Fractionnant les instants de sa voix infernale,
Il lime mon esprit et brise ma pensée
De ses éclats constants, de ses cris en rafales
– J’ai mal –

Petit ange mignon
Je ne le savais pas
– Il y a des millions
De lustres de cela –
Que ton joli minois
Allait charmer mon cœur,
Que tu ferais de moi
Ton petit bout de sœur.

Tu as volé au loin
Mon âme en tes bagages
– Et bien souvent j’ai geint
De détresse et de rage –
Mais ton gracieux visage
Anime mon esprit,
M’insuffle le courage
Qui sans toi aurait fui.

Raides et pures, ses huit vibrisses
Surplombent ses yeux d’or vivant ;
À mon approche, elles frémissent
– Je crois ouïr un ronronnement –
Et les regards se font aimants.

Mon cadeau le plus beau, Ô l’ange de mon cœur,
Sera de te revoir l’été prochain j’espère ;
Je sentirai la joie de mon anniversaire
Quand j’aurai dans mes bras mon adorable sœur :

Petite Jacinthe,
Délicate fleur
– Clochettes qui tintent
Aux tendres couleurs
Penchée dans le pré,
Humant le ruisseau –
Te voir arriver
Sera mon cadeau.

Petite mélodie
De mon cœur qui se tord
Dans sa mélancolie
De peine et de remord ;

Ritournelle languide
De mon sang trop pesant
Dans mes veines turgides
Brûlant péniblement ;

Récital assourdi
Scandant chaque seconde
Ma poitrine meurtrie
Que la détresse inonde.

Jacinthe

Il est au jardin de mon cœur
Le plus joli des végétaux
La tige fine et sans défaut,
Les feuilles penchant en douceur
– Délicatement nervurées –
Jusqu’à un bulbe immaculé ;
Ses grappes de pâles clochettes
Tintent aux baisers du vent en fête…
Cette musique, et son arôme,
Et ces pétales gracieux
Qui délicatement m’embaument
Me le font entre tous précieux.

Les années ont passé : bientôt, mes vingt-trois ans,
Je suis une femme adulte, je le sais, je le sens :
De peines et de douleurs j’ai eu plus que ma part
L’expérience est venue avec le désespoir.

Pourtant, lorsque mes yeux se portent à mon reflet,
Je vois qui me regarde un jeune être fluet ;
Ses minces joues rosées, ses cheveux bruns qui vrillent
Et ses yeux clairs en font une petite fille.

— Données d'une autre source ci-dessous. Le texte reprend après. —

PR #256, opened 2018-08-23
Serialization codegen fix for enum fields

MPeti01:

-------

#### Description
Fixed bug in serialization codegen where enum fields updates would not be received.
#### Tests
Fixed issue in MonoBehaviour Playgrounds feature I'm working on in other branch
#### Documentation
N/A
#### Primary reviewers
@jamiebrynes7 @samiwh


MPeti01:
Indeed, we only have an enum in the nested type test among all tests... I assume there should be one on the blittable component, and a few on the exhaustive test? I could add it in this PR but I'm not 100% sure exactly where

PR #259, opened 2018-08-23
Fixed eager MPB creation

firtina-improbable:

-------

#### Description
Not so eager now!

Unity doesn't like it when you create some types too eagerly. Especially material things.
#### Tests
Unity does not complain any more when these scripts are loaded or prefabs with these scripts are selected.

#### Primary reviewers
@MPeti01 @samiwh


JonasImprobable:
On a side note, is there no easier way to do this? Can't we just change the color of a material directly?

JonasImprobable:
Thanks for referencing the PR.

Implanté dans le mur, l’immense disque écru
Egrène les instants qui s’éteignent sans cesse :
Chaque seconde enfuie à tout jamais s’est tue,
Le temps inexorable appelle la vieillesse ;
Dans l’espace éternel, je ne suis déjà plus.

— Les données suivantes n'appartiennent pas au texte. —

PR #263, opened 2018-08-27
Some clean up and preparation for IL2CPP

jessicafalk:

-------

#### Description
in commit order:
1. upgrading packages to get rid of obsolete warnings
2. fixing up our scripts to get rid of warnings
3. Getting rid of injection hooks. This allows us to have the default world.
4. adding the `DisableAutoCreation` attribute to each system to ensure they are not added to the default world
5. getting rid of using reflection for a generic method (important for IL2CPP) and refactoring everything around it. Also contains an example of how to use the newly introduced `IBufferElementData` by changing the `BufferedTransform` from a `Component` to a `IBufferElementData`.
6. the entities test package seems to work again. So adding it back in

Basically I've just been trying to clean up the code a bit and doing some work to allow IL2CPP without any messy hacks. Clean up itself is not really finished yet (still want to get rid of the `ViewCommandBuffer), but it's a first pass.

IL2CPP doesn't work yet with that PR, but it does get rid of some errors.

#### Tests
ran it locally. it worked
Tests are also passing

#### Documentation
no docs

#### Primary reviewers


workers/unity/Assets/Playground/Scripts/Camera/FollowCameraSystem.cs
```diff
@@ -22,6 +22,7 @@ namespace Playground
     ///     ScrollWheel: controls the orbit radius, moving the camera closer to or
     ///     farther from the player.
     /// </remarks>
+    [DisableAutoCreation]
```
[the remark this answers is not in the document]
jessicafalk: we might not want all systems to have these. It' more about letting the user decide whether to add a system automatically to the default world or not.

Though I agree that we might not want to do this. This commit is simply in here to show we could get rid of our reflection stuff. If people, prefer to do that instead of using the way that Unity currently proposes (which is, to be fair, quite cumbersome) then I'm fine with that as well ;)

workers/unity/Packages/com.improbable.gdk.transformsynchronization/Systems/InterpolateTransformSystem.cs
```diff
@@ -59,36 +59,38 @@ protected override void OnUpdate()
...
             {
-                var transformQueue = transformData.BufferedTransform[i].TransformUpdates;
-                if (transformQueue.Count == 0)
+                var transformQueue = transformData.BufferedTransform[i];
+                if (transformQueue.Length == 0)
                 {
                     continue;
                 }
 
+                var nextTransform = transformQueue[0].transformUpdate;
```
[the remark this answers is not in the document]
jessicafalk: ah good spot, will change that :)

workers/unity/Packages/com.improbable.gdk.transformsynchronization/Systems/ApplyTransformUpdatesSystem.cs
```diff
@@ -24,7 +25,13 @@ protected override void OnUpdate()
             for (var i = 0; i < transformUpdateData.Length; i++)
             {
                 var transformUpdates = transformUpdateData.TransformUpdate[i].Updates;
-                var lastTransformSnapshot = transformUpdateData.BufferedTransform[i].LastTransformSnapshot;
```
martinzlocha: What if there is nothing in the list and then we receive an update without all of the fields set? I don't think you can remove the `LastTransformSnapshot`.

jessicafalk: the `LastTransformSnapshot`initializes with the default `SpatialOSTransform`afaik, so the behaviour is exactly the same as before.

I agree that there are issues with this, but I don't think they are introduced in this PR.

jessicafalk: Though I can change the code in this system to work correctly even without `LastTransformSnapshot` :) will add a new commit

martinzlocha: Nice change :)

workers/unity/Assets/Playground/Config/ArchetypeConfig.cs
```diff
@@ -9,28 +10,32 @@ public static class ArchetypeConfig
...
+                case SystemConfig.UnityClient when archetype == CubeArchetype:
+                case SystemConfig.UnityClient when archetype == SpinnerArchetype:
+                    commandBuffer.AddBuffer<BufferedTransform>(entity);
+                    break;
+                case SystemConfig.UnityGameLogic when archetype == CharacterArchetype:
+                case SystemConfig.UnityGameLogic when archetype == CubeArchetype:
+                case SystemConfig.UnityGameLogic when archetype == SpinnerArchetype:
+                    commandBuffer.AddBuffer<BufferedTransform>(entity);
+                    break;
+                default:
```
jamiebrynes7: Given that we do the same thing for all archetype and worker types (currently) - can't we just have all cases all through to the final one?

workers/unity/Assets/Playground/Scripts/EntityInitialization/ArchetypeInitializationSystem.cs
```diff
@@ -67,47 +55,9 @@ protected override void OnUpdate()
...
-                    else
-                    {
-                        viewCommandBuffer.AddComponent(entity, componentType, componentInstance);
-                    }
-                }
-            }
-
-            viewCommandBuffer.FlushBuffer();
+                
+                ArchetypeConfig.AddComponentDataForArchetype(worker, archetypeName, PostUpdateCommands, entity);
```
jamiebrynes7: It feels strange that we call methods on a "config" directly.

workers/unity/Packages/com.improbable.gdk.legacy/Editor/BuildSystem/Util/SpatialCommand.cs
```diff
@@ -19,9 +19,6 @@ public sealed class SpatialCommand
 
         internal const string usrLocalBin = "/usr/local/bin";
 
-        private string spatialLocation;
-        private string oldSpatialLocation;
-        private string discoveredLocation;
```
jamiebrynes7: I think there's an open ticket for this which you can close if its merged in here

workers/unity/Assets/Playground/Scripts/Bootstrap.cs
```diff
@@ -18,10 +18,6 @@ public class Bootstrap : MonoBehaviour
 
         public void Awake()
         {
-            // Taken from DefaultWorldInitalization.cs
-            SetupInjectionHooks(); // Register hybrid injection hooks
-            PlayerLoopManager.RegisterDomainUnload(DomainUnloadShutdown, 10000); // Clean up worlds and player loop
```
jamiebrynes7: Is this no longer required?

jamiebrynes7: How do we have a world per worker without the injection hooks?

workers/unity/Assets/Playground/Scripts/Camera/FollowCameraSystem.cs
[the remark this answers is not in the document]
zeroZshadow: Hopefully these can go away when unity gives better support for multiple worlds in a game.

workers/unity/Assets/Playground/Scripts/EntityInitialization/ArchetypeInitializationSystem.cs
DanailPenev: @jamiebrynes7 Don't we do the same with `SystemConfig` as well?

jessicafalk: I think we do, but we shouldn't to be fair. Need to think for better names for these

workers/unity/Assets/Playground/Scripts/Bootstrap.cs
jessicafalk: these are just the hooks that were set up when registering the default world. As we disabled the default world, the hooks were never initialized and we had to do it on our own. Now that the default world gets created, we don't need to set them up anymore. the `DefaultWorldInitialization` takes care of that

workers/unity/Assets/Playground/Scripts/Bootstrap.cs
```diff
@@ -64,44 +60,20 @@ public void Awake()
...
-            InjectionHookSupport.RegisterHook(
-                (InjectionHook) Activator.CreateInstance(componentArrayInjectionHookType));
+            var worker = Worker.Connect(config, new ForwardingDispatcher(), origin);
+            Instantiate(Level, origin, Quaternion.identity);
+            SystemConfig.AddSystems(worker.World, config.WorkerType);
+            Workers.Add(worker);
         }
 
-        public static void DomainUnloadShutdown()
+        private void OnApplicationQuit()
```
zeroZshadow: This isn't always called and will totally leak workers

workers/unity/Assets/Playground/Scripts/EntityInitialization/ArchetypeInitializationSystem.cs
jessicafalk: actually we only use that method in one place, so might just move it directly into the system

zeroZshadow:
Its not about turning the default world on. Its no longer requiring users to turn their default work off.

jessicafalk:
So there are three paths we could take with the whole default world on/off discussion
1. leave it as it is (not a big fan of that)
2. turn on the default world. This allows users to use the default world, but will most likely introduce some gotchas for users as well. They (and we) will have to always think about adding the `DisableAutoCreation` attribute to any SpatialOS-related system. However, we stop restricting users to having to create any world manually and adding the right systems to them. They can just use the Default World for anything that is not related to SpatialOS.
3. move the injection hook initialization into Core. That way, users can't use the default world, but need to specify which systems should belong to each world. However, they at least don't have to care about the hooks anymore.

In the end, the user will either have to explicitly disable or enable a system for a world, so the question is what would we prefer?

jamiebrynes7:
@jessicafalk For the change to the ArchetypeConfig - you'll need to update `entity-checkout-process.md`

workers/unity/Packages/com.improbable.gdk.transformsynchronization/Components/BufferedTransform.cs
```diff
@@ -1,16 +1,11 @@
 using Generated.Improbable.Transform;
+using Unity.Entities;
 using UnityEngine;
 
 namespace Improbable.Gdk.TransformSynchronization
 {
-    public class BufferedTransform : Component
+    public struct BufferedTransform : IBufferElementData
```
zeroZshadow: You might need to add `[InternalBufferCapacity(somevalue)]` to indicate how many elements we expect

jessicafalk: added it

workers/unity/Packages/com.improbable.gdk.transformsynchronization/TransfromSynchronizationSystemHelper.cs
```diff
@@ -4,6 +4,8 @@ namespace Improbable.Gdk.TransformSynchronization
 {
     public static class TransformSynchronizationSystemHelper
     {
+        public const int MaxBufferSize = 4;
```
samiwh: This shouldn't really be here as it's not a system helper. This is more feature module config.

PR #267, opened 2018-08-28
Local development workflow

gkassabli:

-------

#### Description
This PR adds support for local iOS workflow (iOS simulator) + adds code to connect to the local deployment. It also works around the crash when activating input field on iOS by allowing to use connect button with hardcoded IP address
#### Tests
Run local deployment + iOS simulator and ensure everything have started as expected
#### Documentation
To be added in a separate task


workers/unity/Packages/com.improbable.gdk.core/Config/ReceptionistConfig.cs
```diff
@@ -9,6 +9,7 @@ public class ReceptionistConfig : ConnectionConfig
 
         // Default Android emulator host IP alias
         private const string AndroidEmulatorHostDeviceIp = "10.0.2.2";
+        private const string LocalHostIp = "127.0.0.1";
```
jessicafalk: we already store that ip in the RuntimeConfigDefaults so no need to redefine it :)

DanailPenev:
The other thing that I was thinking about is that the `ReceptionistConfig`s for both platform might be better suited in their respective packages rather than the core but we can create a separate PR refactoring these.

gkassabli:
@DanailPenev I agree, but there is a strong chance we will change connection system for mobile later on. Considering that I would argue for keeping this simple until we know where the changes will be heading

workers/unity/Packages/com.improbable.gdk.core/Config/ReceptionistConfig.cs
```diff
@@ -48,5 +48,16 @@ public static ReceptionistConfig CreateConnectionConfigForPhysicalAndroid(string
...
             };
         }
+
+        public static ReceptionistConfig CreateConnectionConfigForiOS()
+        {
+            return new ReceptionistConfig
+            {
+                // By default this config only connects to local IP (127.0.0.1)
+                // Replace this code with hardcoded IP to coneect to non-local deployment
+                ReceptionistHost = RuntimeConfigNames.ReceptionistHost,
```
jessicafalk: `RuntimeConfigDefaults` not `RuntimeConfigNames`

gkassabli: Oops, wrong copypaste :)

workers/unity/Packages/com.improbable.gdk.core/Config/ReceptionistConfig.cs
```diff
@@ -48,5 +48,16 @@ public static ReceptionistConfig CreateConnectionConfigForPhysicalAndroid(string
...
             };
         }
+
+        public static ReceptionistConfig CreateConnectionConfigForiOS()
+        {
+            return new ReceptionistConfig
+            {
+                // By default this config only connects to local IP (127.0.0.1)
+                // Replace this code with hardcoded IP to coneect to non-local deployment
+                ReceptionistHost = RuntimeConfigDefaults.ReceptionistHost,
```
jessicafalk: actually, I think we can remove this line because it will be set to it by default anyway. sorry about that :)
we only need the `UseExternalIp`

gkassabli: Make sense, didn't think about the default config. Thanks for flagging

workers/unity/Packages/com.improbable.gdk.core/Config/ReceptionistConfig.cs
```diff
@@ -48,5 +48,16 @@ public static ReceptionistConfig CreateConnectionConfigForPhysicalAndroid(string
...
             };
         }
+
+        public static ReceptionistConfig CreateConnectionConfigForiOS()
+        {
+            return new ReceptionistConfig
+            {
+                // By default this config only connects to local IP (127.0.0.1)
+                // Uncomment the following line with hardcoded IP to connect to non-local deployment
+                // ReceptionistHost = "Your IP address",
```
jessicafalk: it's already merged in, but we shouldn't have commented out code like this. Also, there is no need to hardcode the IP for a non-local deployment. If you are connecting to a cloud deployment, you won't use the Receptionst flow, but the Locator flow.

gkassabli: Sorry, poor wording. This is actually a convenience shortcut for device client to be able to connect to any deployment - for now we only have workaround for input field crash.
I am happy to remove this if you think we shouldn't have the code commented out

Dans cet enfer brûlant de dunes continuelles,
Labyrinthe infini qui change au gré du vent
Et dont les infinies parcelles,
Monts d’un sable qui étincelle,
Sont chacune identique à celle gravie avant,

Tu es mon oasis, la source de mon âme,
Et je bois à longs traits ton visage charmant ;
Quand tu n’es là, ton souvenir est mon dictame.

Quand ma vie est gelée, farouche glacier
Aux crevasses sans fond où fleurit la tourmente,
Dont les arrêtes aiguisées
Lacèrent sans discontinuer
Ma chair transie et couverte de plaies fumantes,

Tu es le mur glacé me permettant enfin
De dormir à l’abri de la bise constante
Qui hurle en perpétrant son ballet aérien.

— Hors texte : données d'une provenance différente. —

PR #273, opened 2018-08-29
UTY-595: Upgrade to Bridge v2

jamiebrynes7:
#### Description
Upgraded to Bridge v2 in both current configurations. Also fixed a strange bug that presented itself whereby `BufferdTransform.LastTransformSnapshot` was uninitialised - so if you received an update with no location or rotation you would end up with bogus data being propagated to the interpolation system. 
#### Tests
1. Ran local deployment
2. Ran cloud deployment, connected client and ran around.
3. @DanailPenev Said he had tested mobile with bridge v2
#### Documentation
N/A - not necessary
#### Primary reviewers
@samiwh

### DIFF
--- a/workers/unity/Packages/com.improbable.gdk.transformsynchronization/Components/BufferedTransform.cs
+++ b/workers/unity/Packages/com.improbable.gdk.transformsynchronization/Components/BufferedTransform.cs
@@ -1,4 +1,5 @@
 using Generated.Improbable.Transform;
+using Improbable.Gdk.Core;
 using UnityEngine;
 
 namespace Improbable.Gdk.TransformSynchronization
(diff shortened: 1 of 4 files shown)


workers/unity/Packages/com.improbable.gdk.transformsynchronization/Components/BufferedTransform.cs
```diff
@@ -7,6 +8,7 @@ public class BufferedTransform : Component
     {
         public System.Collections.Generic.List<SpatialOSTransform> TransformUpdates;
         public SpatialOSTransform LastTransformSnapshot;
+        public BlittableBool IsInitialised;
```
samiwh: Is this actually bridge related? Is it sending us partial updates or something?

jamiebrynes7: `bridge_v2` has diffing turned on by default (as of today)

Dans le manoir désert qu’est ma prison sordide,
Bâtisse verrouillée aux fenêtres murées,
Où les tapisseries humides
Exhalent des relents putrides
Où les murs et les sols et les bois sont souillés,

Toi tu es le salon où s’embrasent les bûches
Et son fauteuil moelleux posté près du foyer
Où, un livre à la main, sereine, je me juche.

Lorsqu’ils voient les ruisseaux qui coulent à ses balafres,
Fluets filets humides rapidement taris,
Et les arbres malingres dans les herbes flétries
Qui brûlent sous un ciel éternellement safre,

Lorsque effleurant le sol de leurs mains desséchées
Ils sentent sous leurs doigts couler la poussière
Qui recouvre une terre dure comme du fer
Où la pluie quand elle vient ne peut pas s’infiltrer,

Ils s’exclament « terre ingrate ! quels que soient nos efforts,
Quoi que nous te donnions, ton sol reste infécond :
Nous t’abreuvons sans cesse, sans fin te labourons
Et, cruelle marâtre, tu ne fais rien éclore ! »

Et le vent dans les branches et les rus souterrains
Et les graviers roulant aux causses désertiques
Et les arbres étirant leurs rameaux arthritiques
Ricanent en bruissant leur incessant refrain.